Gene expression inferred from whole blood RNA-seq in cohorts of 89 Africans and 373 Europeans.
a, Volcano plot reveals 14,124 (out of 60,667) differentially expressed genes. Differential expression is validated for 32 (out of 54) genes associated with an EBML/eSTRs (p = 1.08e-9; χ2 test). Genes up regulated by EBML/eSTR microsatellites include MAEL and CYB5R2; genes down regulated by EBML/eSTR microsatellites include GPX7 and GSTM3. b, MA plot of gene expression fold change in 89 Africans and 373 Europeans. The 8,640 upregulated genes include 20 associated with an overlapping EBML/eSTR; the 5,484 downregulated genes include 12 associated with an overlapping EBML/eSTR. The null was not rejected (p = 1) indicating that EBML/eSTRs are not disproportionately associated with up regulation or down regulation.
Fig 3.
The contribution of overlapping EBML/eSTRs to differential gene expression.
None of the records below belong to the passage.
PR #992, opened 2016-11-29
Update jenkins downstream list

akva2:
opm-grid moved in the dependency graph. also has a commit that removes an unused variable i now noticed. i can remove if you want.


akva2:
since this hinders me from doing updates for the things which require opm-data stuff, which is very nice to do at these quiet hours, i'm self-merging this one without ack to restore ci operation.

PR #993, opened 2016-11-30
Remagine DynamicState

jokva:
This PR fixes a couple of bugs unearthed by the main effort - simplify the `DynamicState` implementation (or rather multiple aspects of it).

The *big* change here is the last commit:
> Changes DynamicState's implementation to, instead of maintaining a
> current and initial element, rely on std::vector's capabilities. This
> introduces a small change in semantics.
> 
> The new DynamicState will up-front allocate a vector of TimeMap.size,
> and all entries will be the initial value. Lookup is then simplified to
> vector.at. DynamicState.update will assgin to the given index and *all
> consecutive elements* which will enforce the same invariant as before.
>
> The behavorial change is that DynamicState will no longer throw on
> update(x); update(y); where y < x. Instead, the resulting effect will be
> that update(x) was never called.
>
> This means that the Group.setInjectionPhase function behaves slightly
> differently, because DynamicState.size is non-sensical. If multiple
> distinct injection phases are specified for a group inside the same time
> step then the last specified phase will be used. The comment has been
> updated accordingly.

These new semantics may not be acceptable (I think they're an improvement, YMMV).

Performance wise this seems like a slight improvement on Heidrun, Norne seems unaffected.

### DIFF
--- a/opm/parser/eclipse/EclipseState/Schedule/WellInjectionProperties.cpp
+++ b/opm/parser/eclipse/EclipseState/Schedule/WellInjectionProperties.cpp
@@ -18,6 +18,7 @@
 */
 #include <opm/parser/eclipse/EclipseState/Schedule/WellInjectionProperties.hpp>
 
+#include <iostream>
 #include <string>
 #include <vector>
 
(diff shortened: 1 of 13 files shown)


joakim-hove:
Thank you for a good PR description. As you say this implies a minor change in semantics - the existing behavior was intended to mimic the 'Eclipse Interpreter State' very closely, but the extra protection in the throw has not proved important. Will think about it.

jokva:
Will Eclipse fail and bail out of these assumptions are violated? Is a non-decreasing insertion order even possible from the .DATA file?

If both answers are no it doesn't seem like it's even possible to get the ordering wrong (then again, I might have missed something and might be *very* wrong here).

joakim-hove:
No - you are right, with Eclipse it is not even possible to get this wrong. That constraint was what we were mimicking with the original implementasjon, can probably be relaxed.

opm/parser/eclipse/EclipseState/Schedule/WellInjectionProperties.cpp
```diff
@@ -54,4 +55,20 @@ namespace Opm {
     bool WellInjectionProperties::operator!=(const WellInjectionProperties& other) const {
         return !(*this == other);
     }
+
+    std::ostream& operator<<( std::ostream& stream,
```
joakim-hove: Is  `operator<<` really required? When / if we decide to support output from the parser state I would like a slightly coherent discussion on the topic, so that we agree on one way to do it.

jokva: Sort-of. It's useful for unit tests (makes BOOST_CHECK_EQUAL work) and possibly parser state output later. For BOOST_CHECK_EQUAL it's really only important that it *exists* whenever well properties are compared (e.g. the unit test file), but I figured it's just as nice to provide it generally. What it outputs really doesn't matter that much, but I have found them useful for debugging in the past.

PR #994, opened 2016-11-30
Register completion number from COMPDAT

jokva:
Connections are given a completion number starting at 1 implicitly when
they're first defined by the COMPDAT keyword. Until now this number has
been ignored.

The number itself isn't *used* for anything with this patch, just stored
and accessible.


jokva:
By the way, this is a part of the ongoing COMPLUMP effort.

joakim-hove:
This seems perfectly innocent, but be aware og the COMPORD keyword which might be relevant when supporting COMPLUMP?

joakim-hove:
Feel free to merge.

jokva:
This one should be innocent in the sense that what is provides isn't in use yet.

I'll keep COMPORD in mind.

PR #996, opened 2016-12-01
Completion number aware WELOPEN.

jokva:
No longer chokes when WELOPEN is given its last two parameters, C1 and
C2 for completion number begin/end. Instead, these now weigh in on
whether or not a well matches the criteria for opening or closing.

Includes some test fixes and some restructuring of handleWELOPEN.
Obsolete verifications of throwing on COMPLUMP have been removed.

Relies on (or supersedes, depending) https://github.com/OPM/opm-parser/pull/995

### DIFF
--- a/opm/parser/eclipse/EclipseState/Schedule/Schedule.cpp
+++ b/opm/parser/eclipse/EclipseState/Schedule/Schedule.cpp
@@ -186,7 +186,7 @@ namespace Opm {
                 handleCOMPSEGS(keyword, currentStep);
 
             else if (keyword.name() == "WELOPEN")
-                handleWELOPEN(keyword, currentStep , section.hasKeyword("COMPLUMP"));
+                handleWELOPEN(keyword, currentStep);
 
             else if (keyword.name() == "WELTARG")
                 handleWELTARG(section, keyword, currentStep);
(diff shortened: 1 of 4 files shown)


opm/parser/eclipse/EclipseState/Schedule/Schedule.cpp
```diff
@@ -735,98 +735,95 @@ namespace Opm {
...
+
+            const auto status = WellCompletion::StateEnumFromString( status_str );
+
+            /*
+             * Construct the updated completion with the possible status change
+             * applied. Status is changed when a completion matches all the IJK
+             * criteria *and* the completion number. A defaulted field always
+             * matches the property in question.
+             */
+            auto updated = [=]( const Completion& completion ) -> Completion {
```
joakim-hove: If this function accepted a `DeckRecord& record` argument I think it should be possible to rewrite the whole function using just the `DeckItem.defaultApplied( )` method - i.e. without going temporarily through the `-1`value as default indicator.

joakim-hove: The name `updated` is in my opinion a bit misleading - the main part of the function actually implements a `matching` functionality. One alternative could even be to create the updated completion in calling scope:
```
bool matcing = []( const DeckRecord& record, const Completion& completion) {
    return true || false;
}

...

for( const auto& c : well->getCompletions( currentStep ) ) {
      if (matching(rec,c))
         completions.add( { c, new_status } );
     else  
         completions.add( c )
}
```

opm/parser/eclipse/EclipseState/Schedule/Schedule.cpp
```diff
@@ -735,98 +735,95 @@ namespace Opm {
...
+                if( !defaulted( C2 ) && complnum > C2 ) return completion;
+                if( !defaulted( C1 ) && !defaulted( C2 )
+                    && ( C1 > complnum || complnum > C2 ) ) return completion;
+
+                // completion matched - update it's status
+                return { completion, status };
+            };
+
+            for( auto* well : getWells( wellname ) ) {
+                CompletionSet completions;
```
jokva: Yeah, no problem.

opm/parser/eclipse/EclipseState/Schedule/Schedule.cpp
jokva: I did that at first, but you still need to get the value (I added the `defaulted` function for readability more than anything), and I figured it was clearer what was *actually* going on this way. A bit less clunky since looking up individual items from a `DeckRecord` is somewhat clunky. Oh, and the record is reused for many completions.

jokva: That being said it can surely be changed. The function is moved and reused in https://github.com/OPM/opm-parser/pull/997 however.

jokva: Yeah, internally it's a matching, but when viewed as a black box it *always* returns a new Completion (possibly different from its input argument). In that sense what you get is a completion updated according to the record.

jokva: I see I used the name `update` in context of complump (which cares more imperative and oomph to it in my opinion). I still like the name though because that's precisely what the function does - it takes a completion and returns a fresh, updated one.

jokva: Is that an interesting distinction? (I obviously don't consider it that).

jokva:
Superseded by #997

PR #997, opened 2016-12-02
COMPLUMP support

jokva:
Support for COMPLUMP. a keyword to re-assign completion numbers that can
be used with keywords such as WELOPEN.

Some helper functions were moved out of handleWELOPEN and reused in
handleCOMPLUMP.

Built on top of https://github.com/OPM/opm-parser/pull/995 and https://github.com/OPM/opm-parser/pull/996


joakim-hove:
OK - this is mainly #996 - I had some comments to #996, which still apply here - although to a much lesser extent. I suggest #996 is closed, and you address some nit-picks in this one for good measure before everything is merged?

The travis failure is due to timeout, which is unfortunate - but can not be attributed to this PR.

jokva:
I'll apply some soft re-naming tomorrow and re-assess the other things.

PR #1000, opened 2016-12-04
ZCORN adjustments considers cell-cell relation.

joakim-hove:
In #990 we adjust the ZCORN values if a cell is twisted. With this PR we also adjust the ZCORN values if the z values of two cells come out of order.


atgeirr:
Looks good to my eyes (not compile- or run-tested).

jokva:
Approv'd.

atgeirr:
One thousand PRs/issues! That is a milestone to both fear and take pride in...!

PR #1001, opened 2016-12-05
Add some tests for the unit constants.

atgeirr:
These have been copied from opm-core, where they are scheduled to be removed (since the unit handling moved to opm-parser).


atgeirr:
The Travis failure seems to be due to timeout, further down in the chain. I'll start a Jenkins job just to be sure.

atgeirr:
jenkins build this please

joakim-hove:
> The Travis failure seems to be due to timeout, further down in the chain.

Yes  - that is very unfortunate; the efforts to keep us within the travis build limits did not last very long :disappointed:

atgeirr:
> the efforts to keep us within the travis build limits did not last very long

We'll see the usefulness of Travis decline as we add more code and tests, and hit this limit as a matter of course. We do have Jenkins, though!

a, fold change for differentially expressed genes associated with EBML/eSTRs (blue) compared to all other genes (red). The difference is statistically significant (p = .0024; two sided Kolmogorov-Smirnov test). b, fold change for differentially expressed genes associated with eSTRs (blue) compared to all other genes (red). The difference is statistically significant (p = 0; two sided Kolmogorov-Smirnov test). c, PCA plot of differentially expressed genes reveals two population clusters: African samples (red) and European samples (blue). d, PCA loadings for differentially expressed genes including those associated with EBML/eSTRs (blue) and all other genes (red). e, inset of PCA loadings for genes associated with EBML/eSTRs. f, a comparison of PCA loadings finds no significant difference for genes association with EBML/eSTRs vs all other genes (p = .465; two sided Kolmogorov-Smirnov test).
Fig 4.
Array length polymorphisms for 15 microsatellites correlate with gene expression.
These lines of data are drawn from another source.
Issue #973, opened 2016-11-11
Problems with localization


andlaus:
there seem to be some problems in the interactions of boost and locales that sometimes break the build or cause the unit tests to fail. This is particularly annoying because it seems to happen frequently: it seems like the issue can be triggered using a freshly installed Ubuntu that was set up with a non-default locale.

Further reading: #971

jokva:
We've now merged #1002, but this issue is largely a wontfix. Here's why (for future reference):

* The problem arises because boost pre-1.57 calls `std::locale("")` which yields the user preferred locale. On linux this seems to be governed by LC_ALL and other LC_* and the LANG environment variables.
* There's no good way to override this without going platform specific, e.g. check if `std::locale("")` throws and then override user environment to a fallback encoding (C) if unix or whatever you need to do on windows. This is in my opinion a *clear* violation of what a library is supposed to do if it's permanent, and such a hassle if it's on a per-function call. It's also a work-around for the users fundamentally broken environment, and if we're to go lengths to handle all permutations of broken user envs we're in for a ride. Flow and other applications are obviously free to make this choice, which is a nice user friendly feature, but it's not for opm-parser to do.
* The issue seems to be way less of a problem with boost >= 1.57, so whenever we either require a newer boost this probably goes away.

atgeirr:
We cannot handle all permutations of broken environments, but if important cases such as a near-default setup of Ubuntu breaks we should be prepared to handle it gracefully. I do not quite understand what is "broken" with the user environment in these cases though.

Is the boost thing a bug in some sense? If so, we should require newer boost to avoid it if that solves everything.

jokva:
> I do not quite understand what is "broken" with the user environment in these cases though.
Usually language being set to some locale that isn't generated. Using a richer installer, installing US or forcing C locale always solves this problem.

> Is the boost thing a bug in some sense? If so, we should require newer boost to avoid it if that solves everything.

Yes, but RH7 ships with 1.53.

PR #1002, opened 2016-12-05
Don't crash keyword compilation on broken locales

jokva:
Work around a weakness of older boosts by forcing C locale if
std::locale throws.

The real solution is to not have broken locales, but this should make it
slightly easier to get the JSON keywords compiled.

Addresses https://github.com/OPM/opm-parser/issues/973

Please note that this does not fix unit tests, it does not fix opmi and it does not fix flow, because it's really up to the driver application to handle this.

A sufficiently new boost, properly configured locales or `LC_ALL="C" make` should also solve this problem.

### DIFF
--- a/opm/parser/eclipse/Parser/createDefaultKeywordList.cpp
+++ b/opm/parser/eclipse/Parser/createDefaultKeywordList.cpp
@@ -16,11 +16,19 @@
   You should have received a copy of the GNU General Public License
   along with OPM.  If not, see <http://www.gnu.org/licenses/>.
 */
+
+#if !defined(WIN32)
+    #define _POSIX_C_SOURCE 200112L
+    #include <stdlib.h>
+#endif
+
 #include <iostream>
+#include <locale>
+
+#include <boost/filesystem.hpp>
 
 #include <opm/parser/eclipse/Generator/KeywordGenerator.hpp>
 #include <opm/parser/eclipse/Generator/KeywordLoader.hpp>
-
 
 
 int main(int argc , char ** argv) {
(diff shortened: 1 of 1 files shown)


opm/parser/eclipse/Parser/createDefaultKeywordList.cpp
```diff
@@ -34,6 +42,33 @@ int main(int argc , char ** argv) {
...
+             * 1.56 uses the std::locale("") constructor which respects user
+             * preferred locales, and might crash. If this is the case, and
+             * we're on a non-windows system (assuming POSIX), in case of an
+             * exception, set the environment to "C" and keep going.
+             *
+             * Can be removed once boost < 1.57 is no longer supported
+             */
+            std::locale( "" );
+        } catch( const std::runtime_error& ) {
+            #if !defined(WIN32)
```
andlaus: since the code in the catch() block is required anyway, would't it be better to always use this and throw away the `try..catch` as well as the output below?

jokva: No, because we don't want to override locales if they aren't broken.

opm/parser/eclipse/Parser/createDefaultKeywordList.cpp
```diff
@@ -34,6 +42,33 @@ int main(int argc , char ** argv) {
...
+            setenv( "LC_ALL", "C", 1 );
```
andlaus: is this required? as I interpret

http://en.cppreference.com/w/cpp/locale/locale/classic

`std::locale::classic()` does not depend on any environment variables. maybe I overinterpret it, though...

andlaus:
cool, thanks for the PR!

opm/parser/eclipse/Parser/createDefaultKeywordList.cpp
jokva: It doesn't, and in fact that's how every C++ program is started (by implicitly setting locale == classic). However, that isn't the actual problem here. The problem is that boost calls `std::locale("")` which ignores any locale setting (setting locale with `std::locale` only affects what's returned by `std::locale()`, the default constructor, and there's no (standard) way of changing what's yielded by `std::locale("")`, which on linux picks up on the environment. As long as boost keeps calling `std::locale("")` the environment must either be sane *or* we need to override it, and that is inherently unportable.

opm/parser/eclipse/Parser/createDefaultKeywordList.cpp
andlaus: why not? In this context, are there any advantages if boost tries to be Xhosa instead of English?

opm/parser/eclipse/Parser/createDefaultKeywordList.cpp
andlaus: ok, I checked: the envvar seems to be necessary, but on my broken system, the two lines below it (`boost::...::imbue(std::locale::classic())`) don't seem to have any effect...

jokva: `boost::...::imbue` only sets the locale boost prefers, but it will still call the problematic `std::locale("")`.

andlaus: yeah, my point is rather that the effect of your somewhat more complicated solution is the same as

```c++
#if !defined(WIN32)
    setenv( "LC_ALL", "C", 1 );
#endif
```

right?

PR #1003, opened 2016-12-06
TableManager.getPvtwTable

jokva:
Provide a richer interface to read the PVTW table.


jokva:
Downstream: https://github.com/OPM/opm-core/pull/1119

joakim-hove:
This does not belong with `InirConfig` - only the *implementation* resembles `EQUIL` - not the reservoir content.

jokva:
Alright. It's a table, then, I presume?

joakim-hove:
Yes - I guess table is the best match.

jokva:
Updated. I'll re-push core as well.

jokva:
Restarting CI.

PR #1005, opened 2016-12-09
Do not use ParserKeyword-derived definitions.

jokva:
These definitions are hardly used and represent a significant portion of
build times. By removing them and using their string cousins instead,
which are less safe but makes the code compile faster, we also open up
for changing the form of the auto-generated code itself.

### DIFF
--- a/opm/parser/eclipse/Deck/DeckKeyword.hpp
+++ b/opm/parser/eclipse/Deck/DeckKeyword.hpp
@@ -56,12 +56,8 @@ namespace Opm {
         const std::vector<std::string>& getStringData() const;
         size_t getDataSize() const;
 
-        template <class Keyword>
-        bool isKeyword() const {
-            if (Keyword::keywordName == m_keywordName)
-                return true;
-            else
-                return false;
+        bool isKeyword( const std::string& nm ) const {
+            return nm == this->m_keywordName;
         }
 
         const_iterator begin() const;
--- a/opm/parser/eclipse/EclipseState/EclipseState.cpp
+++ b/opm/parser/eclipse/EclipseState/EclipseState.cpp
@@ -246,14 +246,13 @@ namespace Opm {
     }
 
     void EclipseState::applyModifierDeck(const Deck& deck) {
-        using namespace ParserKeywords;
         for (const auto& keyword : deck) {
 
-            if (keyword.isKeyword<MULTFLT>()) {
+            if (keyword.isKeyword( "MULTFLT" )) {
                 for (const auto& record : keyword) {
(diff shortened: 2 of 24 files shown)


bska:
> These definitions are hardly used

That is probably true, but they are not **unused** outside of opm-parser.  We do, for instance, use `hasKeyword<kw>()` in opm-upscaling's [`RelPermUtils.cpp`](https://github.com/OPM/opm-upscaling/blob/master/opm/upscaling/RelPermUtils.cpp#L396-L400)

bska:
> Then we've found a good opportunity to port this Deck usage to `EclipseState`.

Except we can't.  Module opm-upscaling is explicitly required to be able to run on subsets of ECL keywords.  In particular, we cannot expect there to be any sectioning keywords so there is not enough information available to build the state machine.

jokva:
Will there be enough to build the subsections you care about? What's used?

bska:
> Will there be enough to build the subsections you care about?

No sure.  There is no `RUNSPEC`, for instance.

> What's used?

Off the top of my head, subsets of `GRID` (especially `COORD`/`ZCORN`, `ACTNUM`, `PORO`, `PERM*`), `REGIONS` (especially `SATNUM`) and `PROPS` (saturation functions).  I'll have to look more closely to verify.

jokva:
We can probably build all of that without exposing Deck.

bska:
> We can probably build all of that without exposing `Deck`.

Right.  Can we also do that for subsets of cells?  We need that ability for the [`CornerpointChopper`](https://github.com/OPM/opm-upscaling/blob/master/opm/upscaling/CornerpointChopper.hpp#L259)

jokva:
Don't know yet, maybe. Create an issue and we'll have a look.

joakim-hove:
This in it's own right is of course OK. However the loss of the compiled in default values I think is a no-go.

jokva:
Even with its only 5 occurences?

(If yes, I can try to figure out a way to keep some default values without incurring massive compilation times).

joakim-hove:
> Even with its only 5 occurences?

Well - I agree that five occurences is not much; but I consider those uses as very valuable - and if anything would like increase them. That being said the defaults could be made available in a completely different way; e.g. the code for a lookup ~singleton resembling `std::map<std::string,<std::map<std::string,T>>` could be assembled during build?

jokva:
Something like that, yeah, I'd have to try a bit to figure out something that's both performant and ergonomic, but it's the gist of it for sure.

I *was* pretty bummed seeing that changing from a type-register scheme would mean that the default values went away, but I think we can bring them back.

(this entire PR should be considered a proof-of-concept).

joakim-hove:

Each gene is associated with an overlapping EBML/eSTR. In each case the null is rejected: no association between repeat length and gene expression. African samples (red) and European samples (blue) visually reiterate that array length polymorphisms are ethnically biased. Enrichment analysis reveals 1 significant KEGG pathway: glutathione metabolism. Genes involved in glutathione metabolism include GSTM3 and GPX7.
Fig 5.
A mathematical model of glutathione metabolism predicts differential response to oxidative stress in Africans and Europeans.
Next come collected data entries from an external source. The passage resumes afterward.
PR #1007, opened 2016-12-12
Integrate Deck into Parser directory.

jokva:
This patch accomplishes two things:

1. Merges all Deck header and source files into Deck.cpp and Deck.hpp.
   This gives us a few fewer files to keep track of and include, and
   reduces the number of compiling objects accordingly. The cost is
   larger files (~300 header, ~700 source). Moves the Deck into Parser
   directory, effectively reducing the number of parallel source trees
   by one.
2. Merges all Deck tests into one DeckTests.cpp under Parser/tests,
   further reducing temporary object files.

All other tests and includes are updated accordingly, and headers are
fixed if they broke (as the new Deck includes less).

This is intended as an experiment and seeing if this is a good idea or not. For this reason discussion is particularly welcome. I'll upload measurements w.r.t. compile times soon.


jokva:
Compile times:
* master: 16m8s
* pr: 15m30s

This is obviously unscientific (time make -j8; read user)

So approx. 38s for these changes - I assume we can expect just as much returned for every similar set of changes.

jokva:
> Are those compile times for all opm modules?

No, just for parser.

> Does this PR change encapsulation of its own headers in a good way? (I.e. meaning fewer recompiles downstream, just relinking)?

Working on it (want it for ourselves too, obviously), but it's a partial goal.

jokva:
Just to make it clear: this PR doesn't really affect any encapsulation, but I expect that if it gets approved (and I get to work on similar merges) it lays the groundwork for slimmer public headers and moving significant portions into private headers and better encapsulation.

jokva:
I'd also like to add that the only interesting changes in the patch itself are in Parser/Deck.cpp, Parser/Deck.hpp (the final, merged files) and CMakeLists.txt. Other than that this PR should be about the concept of reducing granularity in our modules with broader, wider-reaching header and fewer compilation targets.

joakim-hove:
> Does this PR change encapsulation of its own headers in a good way?

I though that had improved quite a lot already.

atgeirr:
> I though that had improved quite a lot already.

I think so, too! That does not remove it from the list of things I care about though...

joakim-hove:
> For this reason discussion is particularly welcome

Well - I am in general skeptical to all changes which hurt readability, I fear this is moving in that direction.

1. How will compilation time be affected if we retain more files and use a simple `#include "Deckxxx.cpp"` scheme?

2. I would prefer to keep the deck in a separate directory; the `Opm::Parser` class is very much public - whereas we would like to make the `Opm::Deck` module private.

jokva:
> How will compilation time be affected if we retain more files and use a simple #include "Deckxxx.cpp" scheme?

I'd assume largely the same as with this patch (but we're now moving build system work to the preprocessor)

> I would prefer to keep the deck in a separate directory; the Opm::Parser class is very much public - whereas we would like to make the Opm::Deck module private.

Fair. I don't really feel it's warranted to give the one file its own directory though, but I can see that Parser isn't the right place for it.

atgeirr:
Collecting many classes in a single file is hard on us old-timers who tend to think one file == one class.

Also, given that the time reduction was only on the order of a few percentage points, I don't think that warrants the collecting (also tends to make make -j 8 less efficient as it serializes a little). (Also I am really grateful for my SSD that lets me compile all modules in about 10-12 minutes, combined...)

a, We modify the Reed model of glutathione metabolism to include effects of an eSTR (chr1:52525366) associated with GPX7 expression. Subsequent in silico experiments track the ratio [GSH]/[GSSG] indicative of the redox status of the cell. b, Predicted steady state concentrations of key metabolites are affected by eSTR array length. Array length deletions (shorter than 11bp) mimic the effects of oxidative stress. c, The European eSTR allele run to steady state under various concentrations of H2O2 faithfully reproduces the original Reed model. d, Steady state concentrations predicted for the African model (10bp allele) under various concentrations of H2O2 reveal differences in the oxidative stress response.
Fig 6.
Summary of our overall approach.
We characterize 24,304 overlapping regions drawn from two previous studies of short tandem repeats. We validate 32 (out of 54) genes associated with whole blood EBML/eSTRs using RNA-seq: 89 Africans and 373 Europeans. We subsequently quantify their effects on gene expression and perform KEGG pathway enrichment analysis. Two of the validated EBML/eSTRs affect glutathione metabolism. We modify the Reed model to predict how an eSTR associated with GPX7 expression affects response to oxidative stress in Africans and Europeans, respectively.
Fig 7.
GPX7 gene encodes one member in a family of eight isoenzymes (GPX 1–8).
We estimate the contribution of GPX7 to the entire GPX enzyme pool using RNA-seq. GPX7 expression accounts for approximately 2% (λ = .02) of the entire GPX enzyme pool.